Indonesia, for instance, has been claiming people must test positive three times before being an "officially confirmed" H5N1 case; if they don't get Tamiflu in time, people die - but if they are on Tamiflu for about 3 days, it confuses the test, and people who tested positive on arrival but negative after treatment aren't added to the numbers. (There may also be pressure to report cases/deaths as other diseases with symptoms similar to H5N1.)

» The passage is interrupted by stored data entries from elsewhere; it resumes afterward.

PR #164, opened 2026-04-30
Add topic-key upsert to lore-memory action='save'

Iron-Ham:
Implements issue 0.9.0/06 — replaces supersession-chain accumulation with single-page revision history for evolving topics.

## Summary

When `topicKey` is set on `lore-memory action='save'`, the handler dispatches to a new `MemoryService.upsertByTopicKey` method:

- **No existing match** → create fresh with `Revision Count: 1` and the topic key seeded.
- **Existing match** (same `Topic Key` AND identical project-set) → append a `## Revision N (YYYY-MM-DD)` block to the existing page body via `replace_content_range`, bump `Revision Count`, update title.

Many nations have figured out it is easy to not find anything by not looking for it, or, by doing the wrong test at the wrong time.
(What sorts of things get labelled "state secrets" when they have the "economic and political" consequences an H5N1 confirmation does?)
Remind readers to read the Individual's page under the plans/preparedness sidebar on the US pandemicflu.gov site that's been up since Oct 2005. Search out the "US State Dept H5N1 factsheet" that has said, since July 2006, that travellers should know they risk being stranded (by international or local movement restrictions, put in place by other nations, or, the US itself,) when pandemic breaks out anywhere, and, that the US embassies will not be providing any aid to citizens in the event of pandemic.
"Outsourcing" of essentials has created a huge national security risk, as Dr.Osterholm tried to bring to Congress' attention.
As Dr.Nabarro of the UN said, systems of trade, finance, and workplaces are interconnected, "and will not survive" the impact of pandemic on workforces.
We were all supposed to be making workable local preparations, since 2006, with every community having a Pandemic Preparedness Coordinating Committee, including "all" stakeholders in the process!
H5N1, like HIV, is not going away.
It is on so many continents, in so many bird and mammal species, it will keep mutating, and, swapping with other flu virii.
Each human H5N1 case they only know isn't pandemic start after they apply containment measures and see cases don't continue to appear.
We've already had our months of warning; once you know for sure pandemic has started, preparation time will have ended.
Take care of yourself; the state pandemic flu summits with HHS back in 2006 have not resulted in the feds/state/nor locals making any provision for you during a year or more of infrastructure disruptions, and something deadly and contagious before symptoms.
It is not true, as too many officials have said in private; "we can't tell the public, because there is nothing they can do".
For Community Pandemic Mitigation to be possible we need to be proactive, and use the warning science has given us, and, the time Tamiflu has bought us.
See GetPandemicReady.org and try not to be part of the problem.
We'd finally be better prepared for all other disasters and emergencies (which will still occur during panflu year, with far less aid possible) by trying to be better prepared for pandemic year disruptions.
The people back in 1918 were better prepared at home than the public is today. Let's go back as a society to valuing family preparedness.